What the exercise asks: Wherever a line of the records contains "opened", copy that line.

⁂

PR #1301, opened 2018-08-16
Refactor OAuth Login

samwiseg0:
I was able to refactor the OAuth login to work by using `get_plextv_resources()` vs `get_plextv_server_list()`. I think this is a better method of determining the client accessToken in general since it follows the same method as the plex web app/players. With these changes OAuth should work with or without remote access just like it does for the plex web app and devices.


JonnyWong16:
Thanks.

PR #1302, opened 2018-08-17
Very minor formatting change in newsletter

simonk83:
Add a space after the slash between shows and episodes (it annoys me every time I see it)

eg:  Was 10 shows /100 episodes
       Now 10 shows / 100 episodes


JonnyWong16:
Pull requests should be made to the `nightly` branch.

⁂

Solution:
PR #1301, opened 2018-08-16
PR #1302, opened 2018-08-17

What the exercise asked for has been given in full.